Re: Counting Codepoints

From: Philippe Verdy <verdy_p_at_wanadoo.fr>
Date: Mon, 12 Oct 2015 17:29:13 +0200

2015-10-12 14:42 GMT+02:00 Mark Davis ☕️ <mark_at_macchiato.com>:

> If these are not all aligned, then all heck breaks loose: you are letting
> yourself in for code breakage and/or security problems.
>
> So the corresponding code point count would just return a count of 1 for
> an isolated surrogate.
>

But the behavior in this case is absolutely not defined, and applications
are free to do what they want when they encounter them. There's not even
any warranty that any further (correctly encoded) code point will be
returned, even if a replacement character like U+FFFE is returned, it could
replace all the rest.

So the count of 1 is possible for the first isolated surrogate but all the
rest count count as 0 as well, or all the further characters could be
replaced by U+FFFE independantly of what they initially represented.
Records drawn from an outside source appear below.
Issue #202, opened 2024-09-14
Feature: Support running InputPlumber unprivileged


R1kaB3rN:
### Description

I'm interested in making InputPlumber available for clients through umu-launcher to fill in the gap of users unable to have their game controllers work, with the goal of the service being started by the client or umu-launcher at game launch in an unprivileged context.

### Problem

InputPlumber requires to be started and enabled as a privileged user to fulfill all of its tasks properly, making it both inaccessible for Flatpak applications and inconvenient as it would require clients to prompt their users for elevated privileges in the non-Flatpak case. Attempting to execute the `inputplumber` binary unprivileged results in:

This
would also be a "sanitized" result.

TUS gives freedom of choice in application. There's absolutely no warranty
that all possible "sanitized" results will be the same for all
applications, and TUS does not even mandate which replacement character to
use (not necessarily U+FFFE, it could as well be an ASCII '?' character or
a C0 <SUB> or <DEL> control, when further processed to an application
converting the result to some legacy 7-bit or 8-bit charset).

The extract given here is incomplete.